P.S. Friend of mine had a 2 1/2" Diamnondback, and that is what I really wanted for carrying. Couldn't talk him out of his, and couldn't come up with one at a reasonable price. Settled for a Smith Model 19 and never looked back.


----------



## GURU1911

Congrats mr. Brown-----you got a keeper for sure !!!!! I bought a 6" diamondback in the early 1970's. It is chambered for .22 long rifle. Awesome pistol for small game hunting. I refer to it as my "baby python"

my wife used it to win a first place trophy in an nra hunters pistol match in the early 1980's, while we were living in el centro, ca.

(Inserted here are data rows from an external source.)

Issue #4817, opened 2022-06-14
Update conversion, validating, and mutating webhook configurations based on certificate manager updates


jaellio:
**Please describe the Improvement and/or Feature Request**

Update conversion, validating, and mutating webhook configurations based on certificate manager updates

To do:
- [ ] Subscribe to updates to the conversion, validating, and mutating webhook certificates on the cert rotation chan in the certificate Manager.  On updates, update the respective webhook configuration

**Scope (please mark with X where applicable)**
- New Functionality          [x]
- Certificate Management     [x]

jaellio:
Part of #4839

jsturtevant:
Just added a few notes from looking into this issue:

Webhooks that need updates:

[Mutating Webhook](https://github.com/openservicemesh/osm/blob/8030047c6dd9d237522b63e28fe175ec9a08fb74/pkg/injector/webhook.go#L39)
[CRD conversion webhook](https://github.com/openservicemesh/osm/blob/fa17242a34b39d87b6555774795563aede46efaa/pkg/crdconversion/crdconversion.go#L41)
[Validating webhook](https://github.com/openservicemesh/osm/blob/8030047c6dd9d237522b63e28fe175ec9a08fb74/pkg/validator/server.go#L35)

Rotation subscriptions: https://github.com/openservicemesh/osm/blob/7abf10d787d37cbc79c207888e70248c3a9eef66/pkg/certificate/manager.go#L341

Cert management details: https://release-v1-2.docs.openservicemesh.io/docs/guides/certificates/

rotation steps: https://release-v1-2.docs.openservicemesh.io/docs/guides/certificates/#root-certificate-rotation

jsturtevant:
after looking into I believe this might already be partially implemented via:

https://github.com/openservicemesh/osm/blob/8030047c6dd9d237522b63e28fe175ec9a08fb74/pkg/validator/server.go#L52-L54


and 


https://github.com/openservicemesh/osm/blob/8030047c6dd9d237522b63e28fe175ec9a08fb74/pkg/injector/webhook.go#L352-L361

It looks like the other two web hooks do similar things:

https://github.com/openservicemesh/osm/blob/fa17242a34b39d87b6555774795563aede46efaa/pkg/crdconversion/crdconversion.go#L74
https://github.com/openservicemesh/osm/blob/fa17242a34b39d87b6555774795563aede46efaa/pkg/crdconversion/crdconversion.go#L95-L98

[...]

PR #4952, opened 2022-07-28
feat(certs): update webhooks to handle root certificate rotations

jsturtevant:

**Description**:
Fixes: https://github.com/openservicemesh/osm/issues/4817

This PR subscripts to updates to certificate changes for the webhooks and uses existing code that will update the Webhook CRD configuration.

Builds on functionality added in: https://github.com/openservicemesh/osm/pull/4833 which added ability to patch the configurations but wasn't listing to the cert changes produced.
 

**Testing done**:

- [x] unit testing
- [x] manual testing
- [ ] e2e - not sure if all the parts are in place to do e2e test?
-

**Affected area**:

2. Is this a breaking change?

### DIFF
--- a/pkg/certificate/providers/tresor/fake/fake.go
+++ b/pkg/certificate/providers/tresor/fake/fake.go
@@ -17,14 +17,58 @@ import (
 
 const (
 	rootCertOrganization = "Open Service Mesh Tresor"
+	initialRootName      = "osm-mesh-root-certificate"
 )
 
-type fakeMRCClient struct{}
+type fakeMRCClient struct {
+	mrcChannel chan certificate.MRCEvent
+}
 
+// NewFakeMRC allows for publishing events on to the watch channel to generate MRC events
+func NewFakeMRC() *fakeMRCClient {
+	ch := make(chan certificate.MRCEvent)
+
+	return &fakeMRCClient{
+		mrcChannel: ch,
+	}
+}
+
+// NewCertEvent allows pushing MRC events which can trigger cert changes
+func (c *fakeMRCClient) NewCertEvent(name, state string) {
+	c.mrcChannel <- certificate.MRCEvent{
+		Type: certificate.MRCEventAdded,
+		MRC: &v1alpha2.MeshRootCertificate{
+			ObjectMeta: metav1.ObjectMeta{
+				Name:      name,
+				Namespace: "osm-system",
+			},
+			Spec: v1alpha2.MeshRootCertificateSpec{
+				TrustDomain: "cluster.local",
+				Provider: v1alpha2.ProviderSpec{
+					Tresor: &v1alpha2.TresorProviderSpec{
+						CA: v1alpha2.TresorCASpec{
+							SecretRef: v1.SecretReference{
+								Name:      "osm-ca-bundle",
+								Namespace: "osm-system",
+							},
+						},
+					},
+				},
+			},
+			Status: v1alpha2.MeshRootCertificateStatus{
+				State: state,
+			},
+		},
+	}
+}
+
+// GetCertIssuerForMRC will return a root cert for testing.
 func (c *fakeMRCClient) GetCertIssuerForMRC(mrc *v1alpha2.MeshRootCertificate) (certificate.Issuer, pem.RootCertificate, error) {
 	rootCertCountry := "US"
 	rootCertLocality := "CA"
-	ca, err := tresor.NewCA("Fake Tresor CN", 1*time.Hour, rootCertCountry, rootCertLocality, rootCertOrganization)
+	cn := certificate.CommonName(mrc.Name)
+
+	ca, err := tresor.NewCA(cn, 1*time.Hour, rootCertCountry, rootCertLocality, rootCertOrganization)
 	if err != nil {
 		return nil, nil, err
 	}
@@ -39,37 +83,12 @@ func (c *fakeMRCClient) List() ([]*v1alpha2.MeshRootCertificate, error) {
 }
 
 func (c *fakeMRCClient) Watch(ctx context.Context) (<-chan certificate.MRCEvent, error) {
-	ch := make(chan certificate.MRCEvent)
+	// send event for first CA created
 	go func() {
-		ch <- certificate.MRCEvent{
-			Type: certificate.MRCEventAdded,
-			MRC: &v1alpha2.MeshRootCertificate{
-				ObjectMeta: metav1.ObjectMeta{
-					Name:      "osm-mesh-root-certificate",
-					Namespace: "osm-system",
-				},
-				Spec: v1alpha2.MeshRootCertificateSpec{
-					TrustDomain: "cluster.local",
-					Provider: v1alpha2.ProviderSpec{
-						Tresor: &v1alpha2.TresorProviderSpec{
-							CA: v1alpha2.TresorCASpec{
-								SecretRef: v1.SecretReference{
-									Name:      "osm-ca-bundle",
-									Namespace: "osm-system",
-								},
-							},
-						},
-					},
-				},
-				Status: v1alpha2.MeshRootCertificateStatus{
-					State: constants.MRCStateActive,
-				},
-			},
-		}
-		close(ch)
+		c.NewCertEvent(initialRootName, constants.MRCStateActive)
 	}()
 
-	return ch, nil
+	return c.mrcChannel, nil
 }
 
 // NewFake constructs a fake certificate client using a certificate
@@ -80,7 +99,18 @@ func NewFake(checkInterval time.Duration) *certificate.Manager {
 
 // NewFakeWithValidityDuration constructs a fake certificate manager with specified cert validity duration
 func NewFakeWithValidityDuration(getCertValidityDuration func() time.Duration, checkInterval time.Duration) *certificate.Manager {
-	tresorCertManager, err := certificate.NewManager(context.Background(), &fakeMRCClient{}, getCertValidityDuration, getCertValidityDuration, checkInterval)
+	tresorCertManager, err := certificate.NewManager(context.Background(), NewFakeMRC(), getCertValidityDuration, getCertValidityDuration, checkInterval)
+	if err != nil {
+		log.Error().Err(err).Msg("error encountered creating fake cert manager")
+		return nil
+	}
+	return tresorCertManager
+}
+
+// NewFakeWithMRC constructs a fake certificate manager with specified cert validity duration and fake MRC client
+func NewFakeWithMRC(fakeMRCClient *fakeMRCClient, checkInterval time.Duration) *certificate.Manager {
+	getValidityDuration := func() time.Duration { return 1 * time.Hour }
+	tresorCertManager, err := certificate.NewManager(context.Background(), fakeMRCClient, getValidityDuration, getValidityDuration, checkInterval)
 	if err != nil {
 		log.Error().Err(err).Msg("error encountered creating fake cert manager")
 		return nil
--- a/pkg/webhook/server.go
+++ b/pkg/webhook/server.go
@@ -10,6 +10,7 @@ import (
 
 	"github.com/openservicemesh/osm/pkg/certificate"
 	"github.com/openservicemesh/osm/pkg/constants"
+	"github.com/openservicemesh/osm/pkg/k8s/events"
 	"github.com/openservicemesh/osm/pkg/metricsstore"
 )
 
@@ -19,6 +20,7 @@ type CertRotatedFunc func(cert *certificate.Certificate) error
 // Server is a construct to run generic HTTPS webhook servers.
 type Server struct {
 	name         string
+	namespace    string
 	cm           *certificate.Manager
 	server       *http.Server
 	onCertChange CertRotatedFunc
@@ -28,7 +30,7 @@ type Server struct {
 }
 
 // NewServer returns a new server based on the input. Run() must be called to start the server.
-func NewServer(name, namespace string, port int, cm *certificate.Manager, handlers map[string]http.HandlerFunc, onCertChange CertRotatedFunc) (*Server, error) {
+func NewServer(name, namespace string, port int, cm *certificate.Manager, handlers map[string]http.HandlerFunc, onCertChange CertRotatedFunc) *Server {
 	mux := http.NewServeMux()
 
 	for path, h := range handlers {
@@ -37,6 +39,7 @@ func NewServer(name, namespace string, port int, cm *certificate.Manager, handle
 
 	s := &Server{
 		name:         name,
+		namespace:    namespace,
 		cm:           cm,
 		onCertChange: onCertChange,
 	}
@@ -54,38 +57,41 @@ func NewServer(name, namespace string, port int, cm *certificate.Manager, handle
 			MinVersion: constants.MinTLSVersion,
 		},
 	}
-	// set the certificate once, which will also call onCertChange.
-	if err := s.setCert(name, namespace); err != nil {
-		return nil, err
-	}
-	return s, nil
+	return s
 }
 
-// Run actually starts the server. It blocks until the passed in context is done.
-func (s *Server) Run(ctx context.Context) {
+// Run actually starts the server.
+func (s *Server) Run(ctx context.Context) error {
+	if err := s.configureCertificateRotation(ctx); err != nil {
+		return err
+	}
+
 	log.Info().Msgf("Starting %s webhook server on: %s", s.name, s.server.Addr)
 	go func() {
 		err := s.server.ListenAndServeTLS("", "") // err is always non-nil
 		log.Error().Err(err).Msgf("%s webhook HTTP server shutdown", s.name)
 	}()
 
-	// Wait on exit signals
-	<-ctx.Done()
+	go func() {
+		// Wait on exit signals
+		<-ctx.Done()
 
-	// Stop the servers
-	if err := s.server.Shutdown(context.TODO()); err != nil {
-		log.Error().Err(err).Msgf("Error shutting down %s webhook HTTP server", s.name)
-	} else {
-		log.Info().Msgf("Done shutting down %s webhook HTTP server", s.name)
-	}
+		// Stop the servers
+		if err := s.server.Shutdown(context.TODO()); err != nil {
+			log.Error().Err(err).Msgf("Error shutting down %s webhook HTTP server", s.name)
+		} else {
+			log.Info().Msgf("Done shutting down %s webhook HTTP server", s.name)
+		}
+	}()
+	return nil
 }
 
-func (s *Server) setCert(name, namespace string) error {
+func (s *Server) setCert() error {
 	// This is a certificate issued for the webhook handler
 	// This cert does not have to be related to the Envoy certs, but it does have to match
 	// the cert provisioned.
 	webhookCert, err := s.cm.IssueCertificate(
-		fmt.Sprintf("%s.%s.svc", name, namespace),
+		s.certCommonName(),
 		certificate.Internal,
 		certificate.FullCNProvided())
 	if err != nil {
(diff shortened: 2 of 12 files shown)


pkg/certificate/providers/tresor/fake/fake.go
```diff
@@ -80,7 +105,18 @@ func NewFake(checkInterval time.Duration) *certificate.Manager {
...
+	tresorCertManager, err := certificate.NewManager(context.Background(), NewFakeMRC(), getCertValidityDuration, getCertValidityDuration, checkInterval)
+	if err != nil {
+		log.Error().Err(err).Msg("error encountered creating fake cert manager")
+		return nil
+	}
+	return tresorCertManager
+}
+
+// NewFakeWithMrc constructs a fake certificate manager with specified cert validity duration and fake MRC client
+func NewFakeWithMrc(fakeMRCClient *fakeMRCClient, checkInterval time.Duration) *certificate.Manager {
```
jaellio, line 117: nit:
```suggestion
// NewFakeWithMRC constructs a fake certificate manager with specified cert validity duration and fake MRC client
func NewFakeWithMRC(fakeMRCClient *fakeMRCClient, checkInterval time.Duration) *certificate.Manager {
```

jsturtevant:
note: need to deploy with ` --set=osm.featureFlags.enableMeshRootCertificate=true`

Create a new MRC by using `kubectl deploy -f` with

```
apiVersion: config.openservicemesh.io/v1alpha2
kind: MeshRootCertificate
metadata:
  name: osm-mesh-root-certificate-v2
  namespace: osm-system
spec:
  provider:
    tresor:
      ca:
        secretRef:
          name: osm-ca-bundle-v2
          namespace: osm-system
  trustDomain: cluster.local
```

Did some validation with the demo deployment.  

The validation webhook:

```
Defaulted container "osm-controller" out of: osm-controller, init-osm-controller (init)
{"level":"info","component":"webhook","time":"2022-07-29T02:25:28Z","file":"server.go:69","message":"Starting osm-validator webhook server on test: :9093"}
{"level":"info","component":"webhook","webhook":"osm-validator","cn":"osm-validator.osm-system.svc","time":"2022-07-29T02:25:28Z","file":"server.go:116","message":"Listing for certificate rotations"}
{"level":"debug","component":"webhook","webhook":"osm-validator","cn":"osm-validator.osm-system.svc","time":"2022-07-29T02:25:32Z","file":"server.go:123","message":"Certificate rotation was initiated for webhook"}
{"level":"info","component":"webhook","webhook":"osm-validator","cn":"osm-validator.osm-system.svc","time":"2022-07-29T02:25:32Z","file":"server.go:128","message":"Certificate rotated for webhook"}
{"level":"trace","component":"osm-validator","time":"2022-07-29T15:59:41Z","file":"server.go:67","message":"Received validating webhook request: Method=POST, URL=/validate?timeout=10s"}
{"level":"trace","component":"osm-validator","time":"2022-07-29T15:59:41Z","file":"server.go:67","message":"Received validating webhook request: Method=POST, URL=/validate?timeout=10s"}
{"level":"trace","component":"osm-validator","time":"2022-07-29T15:59:41Z","file":"server.go:67","message":"Received validating webhook request: Method=POST, URL=/validate?timeout=10s"}
```

And we can see that the webhook is showing the v2 cert:

```
❯ kubectl get secret -n osm-system osm-ca-bundle -o jsonpath='{.data.ca\.crt}' | base64 -d | openssl x509 -noout -modulus
Modulus=A67D65484D049C76A0006E328E2D902FF260094237E649E2342F386B027EC1CC890FE5C88D8C3BECB61D4EC267FF15C5DCB66D6C3A9FCCA80F424339CF631C036BBDE779F862F3755FFC1053BA747000CFD3BCB7B88BF8626055EC4F14A54BBE70579DB2C17FC0809FB420E006DD157966C770CFDB406E62FED49A0370935A53EC9047AFFE5CA417DBBC2BF30BE9EEC4578DD6312914ECC0D7CE9B3A77140B863B9BA047C093B0204427F6EA79CB1F7EBCD0CADA59DDC553FCE9152086CE1E96AA31148871C65F0D79173393B32CB7C9C22F1EB9F11CC841F200E036C943FB9D0119F82D077E9FF49D16314980D8CA4921B94F524E4E39536E8316E5FBDAC899

osm on  feat-certs-webhook-rotation 
❯ k get validatingwebhookconfigurations.admissionregistration.k8s.io osm-validator-mesh-osm -ojson | jq -r '.webhooks[] | .clientConfig.caBundle' | base64 --decode | openssl x509 -noout -modulus
Modulus=97B8D8A089D67137F5B56B6D591412599B3700FD2D26A0C41E285DB607A045CD92A50ED5AF9B47E5E7CA4A983962989818FD110A53C1A94BB815B3F8EE2398AB580A933179FD626CBD782824253E8DB1358907C8F2E14EE6A4162F37FAFD07B01B0FFF371EBA2CFD8F1F88DB15E68B86B24C64F3D559B9AC575D07E66F69D8D0F39C39448C64CC319E8D9D995457CDF88F2E9945958DB803A018EA60FFC528040E3D60B0F7F710BDA44E7ED871E921B183AC1974A9BC9C3B7499EB1F36A07964E44A03D1B30F789B42E84E26AABEF47311EF60823C005F9300B6B44B1010BC98484A6599E32D4A599D571813998044763EC712E449CD5C135668CE1CCF2A0A7D

osm on  feat-certs-webhook-rotation
❯ kubectl get secret -n osm-system osm-ca-bundle-v2 -o jsonpath='{.data.ca\.crt}' | base64 -d | openssl x509 -noout -modulus
Modulus=97B8D8A089D67137F5B56B6D591412599B3700FD2D26A0C41E285DB607A045CD92A50ED5AF9B47E5E7CA4A983962989818FD110A53C1A94BB815B3F8EE2398AB580A933179FD626CBD782824253E8DB1358907C8F2E14EE6A4162F37FAFD07B01B0FFF371EBA2CFD8F1F88DB15E68B86B24C64F3D559B9AC575D07E66F69D8D0F39C39448C64CC319E8D9D995457CDF88F2E9945958DB803A018EA60FFC528040E3D60B0F7F710BDA44E7ED871E921B183AC1974A9BC9C3B7499EB1F36A07964E44A03D1B30F789B42E84E26AABEF47311EF60823C005F9300B6B44B1010BC98484A6599E32D4A599D571813998044763EC712E449CD5C135668CE1CCF2A0A7D
```

jsturtevant:
same for the other crd and mutating hooks:

```
{"level":"debug","component":"webhook","webhook":"osm-bootstrap","cn":"osm-bootstrap.osm-system.svc","time":"2022-07-29T17:25:01Z","file":"server.go:123","message":"Certificate rotation was initiated for webhook"}                                                                                                                                                                                                           
{"level":"info","component":"crd-conversion","time":"2022-07-29T17:25:01Z","file":"crdconversion.go:100","message":"successfully updated conversion webhook configuration for crd : meshconfigs.config.openservicemesh.io"}                                                                                                                                                                                                     
{"level":"info","component":"webhook","webhook":"osm-bootstrap","cn":"osm-bootstrap.osm-system.svc","time":"2022-07-29T17:25:01Z","file":"server.go:128","message":"Certificate rotated for webhook"}  
```

```
{"level":"info","component":"webhook","webhook":"osm-injector","cn":"osm-injector.osm-system.svc","time":"2022-07-29T17:21:39Z","file":"server.go:116","message":"Listing for certificate rotations"}
{"level":"debug","component":"webhook","webhook":"osm-injector","cn":"osm-injector.osm-system.svc","time":"2022-07-29T17:21:43Z","file":"server.go:123","message":"Certificate rotation was initiated for webhook"}                                                                                                                                                                                                             
{"level":"info","component":"sidecar-injector","time":"2022-07-29T17:21:43Z","file":"webhook.go:370","message":"Finished creating MutatingWebhookConfiguration osm-webhook-osm"}
{"level":"info","component":"webhook","webhook":"osm-injector","cn":"osm-injector.osm-system.svc","time":"2022-07-29T17:21:43Z","file":"server.go:128","message":"Certificate rotated for webhook"} 
```

pkg/webhook/server.go
```diff
@@ -54,14 +56,16 @@ func NewServer(name, namespace string, port int, cm *certificate.Manager, handle
 		},
 	}
 	// set the certificate once, which will also call onCertChange.
-	if err := s.setCert(name, namespace); err != nil {
+	if err := s.setCert(); err != nil {
```
jaellio, line 59: Should we subscribe to the cert rotation pub sub here before ever issuing the webhook cert so we don't miss any rotations?

pkg/certificate/providers/tresor/fake/fake.go
```diff
@@ -17,14 +18,63 @@ import (
...
+
+// GetCertIssuerForMRC will return a root cert for testing. If called with MRCStateIssuingRollout it creates a
+// new cert with a different issuer name based on mrc name.
 func (c *fakeMRCClient) GetCertIssuerForMRC(mrc *v1alpha2.MeshRootCertificate) (certificate.Issuer, pem.RootCertificate, error) {
 	rootCertCountry := "US"
 	rootCertLocality := "CA"
-	ca, err := tresor.NewCA("Fake Tresor CN", 1*time.Hour, rootCertCountry, rootCertLocality, rootCertOrganization)
+	cn := certificate.CommonName("Fake Tresor CN")
+	if mrc.Status.State == constants.MRCStateIssuingRollout {
+		// this will create a new issuer ID which causes a
```
shalier, line 73: Incomplete comment

pkg/certificate/providers/tresor/fake/fake.go
```diff
@@ -17,14 +18,63 @@ import (
...
+			},
+			Status: v1alpha2.MeshRootCertificateStatus{
+				State: state,
+			},
+		},
+	}
+}
+
+// GetCertIssuerForMRC will return a root cert for testing. If called with MRCStateIssuingRollout it creates a
+// new cert with a different issuer name based on mrc name.
```
shalier, line 67: Nit:
```suggestion
// new cert with a different issuer name based on the MRC name.
```

pkg/webhook/server.go
```diff
@@ -103,3 +107,27 @@ func (s *Server) setCert(name, namespace string) error {
...
+	log.Info().Str("webhook", s.name).Str("cn", s.certCommonName()).Msg("Listing for certificate rotations")
+	certRotationChan, unsub := s.cm.SubscribeRotations(s.certCommonName())
+	defer unsub()
+
+	for {
+		select {
+		case <-certRotationChan:
+			log.Debug().Str("webhook", s.name).Str("cn", s.certCommonName()).Msg("Certificate rotation was initiated for webhook")
+			if err := s.setCert(); err != nil {
+				// raise event?
```
shalier, line 125: Could create an issue to discuss this and add a TODO comment

pkg/webhook/server_test.go
```diff
@@ -0,0 +1,108 @@
...
+			checkInterval:     10 * time.Millisecond,
+			waitForRotation:   true,
+		},
+		{name: "should not rotate certificate if checkInterval is longer than rotation",
+			rotations:         1,
+			rotationsExpected: 0,
+			checkInterval:     1 * time.Hour,
+			waitForRotation:   false,
+		},
+		{name: "should not rotate certificate if checkInterval is longer than rotation",
```
shalier, line 48: Could this be named to be different from the previous test at L42?

pkg/webhook/server.go
steeling: Ya this is a broader problem we have throughout the code base.

Would you mind filing an issue along the lines of "Handle/record metric for errors better", and add a TODO here with the issue #

pkg/certificate/providers/tresor/fake/fake.go
```diff
@@ -17,14 +18,63 @@ import (
...
+func NewFakeMRC() *fakeMRCClient {
+	ch := make(chan certificate.MRCEvent)
 
+	return &fakeMRCClient{
+		mrcChannel: ch,
+	}
+}
+
+// NewCertEvent allows pushing MRC events which can trigger cert changes
+func (c *fakeMRCClient) NewCertEvent(name, state string) {
```
steeling, line 38: This works, alternatively you could leverage a real informer with a fake client, and create new MRC's which would trigger the event.

Don't really have an opinion just wanted to present the alternative :)

pkg/webhook/server.go
```diff
@@ -103,3 +107,27 @@ func (s *Server) setCert(name, namespace string) error {
...
+				log.Error().Err(err).Str("webhook", s.name).Msgf("Error rotating certificate for webhook")
+			}
+			log.Info().Str("webhook", s.name).Str("cn", s.certCommonName()).Msg("Certificate rotated for webhook")
+		case <-ctx.Done():
+			return
```
steeling, line 130: maybe log that we're exiting?

pkg/webhook/server_test.go
```diff
@@ -0,0 +1,108 @@
...
+
+	for _, tc := range testCases {
+		t.Run(tc.name, func(t *testing.T) {
+			assert := tassert.New(t)
+
+			mrc := tresorFake.NewFakeMRC()
+			cm := tresorFake.NewFakeWithMRC(mrc, tc.checkInterval)
+
+			count := 0
+			wait := make(chan struct{})
```
steeling, line 64: This could be simplified a tad, but not blocking on the review if you prefer to keep it.


Due to semantics of certmanager, you can "pre-issue" the certificate, by calling `firstCert, err := cm.IssueCertificate(...)`

That saves the use of needing to wait for the first onRotation to be called.

Now you can switch the chan stuff to a sync.WaitGroup. Makes things a bit more readable, but does depend on knowing the internals of certmanager. Just a thought!

steeling (approved):

pkg/webhook/server.go
jsturtevant: https://github.com/openservicemesh/osm/issues/4956

pkg/webhook/server.go
jsturtevant: good catch, I added a test case that demonstrates this issue and working through a solution.

jsturtevant: thoughts?

pkg/webhook/server_test.go
jsturtevant: I think `onRotation` isn't named right here, it should be `onCertChange` (as the parameter is called in `NewServer`). 

Since this gets called for every instance, this if I pre-issue the cert it will this function is still called, but I tried out the waitgroup version and it is a bit simpler I think. Thanks!

pkg/webhook/server.go
jaellio: Could we add a health probe for the validating webhook server to indicate if we failed to issue the certificate and therefore failed to run the server?

pkg/certificate/providers/tresor/fake/fake.go
jsturtevant: makes sense, I didn't see the informer usage so didn't introduce it.  As we add more scenarios we may want to go that route

pkg/webhook/server.go
```diff
@@ -103,3 +111,40 @@ func (s *Server) setCert(name, namespace string) error {
 
 	return s.onCertChange(webhookCert)
 }
+
+func (s *Server) certCommonName() string {
+	return fmt.Sprintf("%s.%s.svc", s.name, s.namespace)
+}
+
+// configureCertificateRotation gets the certificate from the certificate manager and spawns a goroutine to watch for certificate rotation.
+func (s *Server) configureCertificateRotation() func() {
```
jsturtevant, line 120: This is using the same pattern in https://github.com/openservicemesh/osm/blob/7abf10d787d37cbc79c207888e70248c3a9eef66/pkg/ingress/gateway.go#L116. 

There might be opportunity to refactor and re-use.

pkg/webhook/server.go
jsturtevant: good idea, adding health probe would be helpful in both scenarios

jaellio: I'm not sure if there is more context around why we haven't chosen to do this in the past. @steeling do you know?

steeling: there's a handful of places we silently ignore failures. This one is seems more critical in that we should panic on an error

pkg/webhook/server.go
```diff
@@ -103,3 +111,40 @@ func (s *Server) setCert(name, namespace string) error {
...
+		for {
+			select {
+			case <-certRotationChan:
+				log.Debug().Str("webhook", s.name).Str("cn", s.certCommonName()).Msg("Certificate rotation was initiated for webhook")
+				if err := s.setCert(); err != nil {
+					// TODO(#4956): raise event for failures
+					log.Error().Err(err).Str("webhook", s.name).Msgf("Error rotating certificate for webhook")
+				}
+				log.Info().Str("webhook", s.name).Str("cn", s.certCommonName()).Msg("Certificate rotated for webhook")
+			case <-stop:
```
steeling, line 137: We'll need to pass in a new stop as well, since we're no longer returning a cancel func. Using the context from Run could work

jsturtevant: I don't think we can use the context from the Run (this is what I initially did) because it will miss the cert rotations since the cert is set during the call to `NewWebhook`. One option is to move the initial cert creation to run but this changes the current behavior (https://github.com/openservicemesh/osm/pull/4952/files#r935739443).  

Should we change that behavior and panic if we can call [Tresor](https://github.com/openservicemesh/osm/pull/4952/files#r937169543)? In the case of certmanager and other external system this could happen pretty regularly and retries might be a better option with a healthprobe.

steeling: could remove run, and call go run() from within NewServer. 

Just a thought

jaellio (approved):

jsturtevant:
/hold
Going to see what this looks like if I merge run with and NewServer

pkg/certificate/providers/tresor/fake/fake.go
```diff
@@ -17,14 +18,63 @@ import (
...
+}
+
+// GetCertIssuerForMRC will return a root cert for testing. If called with MRCStateIssuingRollout it creates a
+// new cert with a different issuer name based on the MRC name.
 func (c *fakeMRCClient) GetCertIssuerForMRC(mrc *v1alpha2.MeshRootCertificate) (certificate.Issuer, pem.RootCertificate, error) {
 	rootCertCountry := "US"
 	rootCertLocality := "CA"
-	ca, err := tresor.NewCA("Fake Tresor CN", 1*time.Hour, rootCertCountry, rootCertLocality, rootCertOrganization)
+	cn := certificate.CommonName("Fake Tresor CN")
+	if mrc.Status.State == constants.MRCStateIssuingRollout {
```
jaellio, line 72: Could you elaborate on why the issueingRollout state needs to be handled uniquely? Could the id for every issuer be the mrc name?

steeling: i believe it's to indicate that the issuer trust domain has changed, thereby changing the CN of the CA.

Although it doesn't compare the CA so there's actually nothing to do here.. the actual manager will handle that logic properly

(If i'm understanding the reasoning here)

jsturtevant: yes, I didn't want to put too much logic in here since it's a test function and this was enough to cause the rotation

jsturtevant: spoke with @jaellio who helped me understand the rotation logic a bit better and found this check isn't needed to fire the rotation so removed it.

pkg/webhook/server.go
jsturtevant: I tested this out some more and found I was wrong. the `events.GenericEventRecorder().FatalEvent` forces a webhook shut down so it goes into a crashloop.  I've updated everything to continue to work that way.

jaellio:
LGTM!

Take good care of it & enjoy for your lifetime !!!!!!!!!!


----------



## azranger

Outstanding!! You don't see many .22 Diamondbacks in that good of shape anymore. Nice:mrgreen:


----------



## shaddaddy

John Brown said:


> Hello everyone! I thought I'd start with a pic of my favorite revolver.
> 
> 
> 
> 
> 
> 
> 
> 
> 
> 
> Colt Diamondback .22


 BEAUTIFUL -- I just traded a Springfield XD40 subcompact (&250 rounds of ammo) and a Beretta .25 bobcat with my neighbor for a Colt Python Nickel in .357. Both of us are pleased with the trade but I feel a little guilty I now want a diamondback so bad I can't stand it ! -- yours looks beautiful. 
One ? for u -- is the trigger pull on the diamondback as nice as on the other Colt Snake guns ?


----------



## EliWolfe

VERY NICE HANDGUN THAT!
Eli :mrgreen:


----------



## Morgo

Very nice, you don't see too many .22 versions. I'd love one to go with my .38 Special Diamondback.


----------



## mashley707

I have a blue python but a want a matching Diamondback in 22. Very nice gun, does it shoot as nice as a python?


----------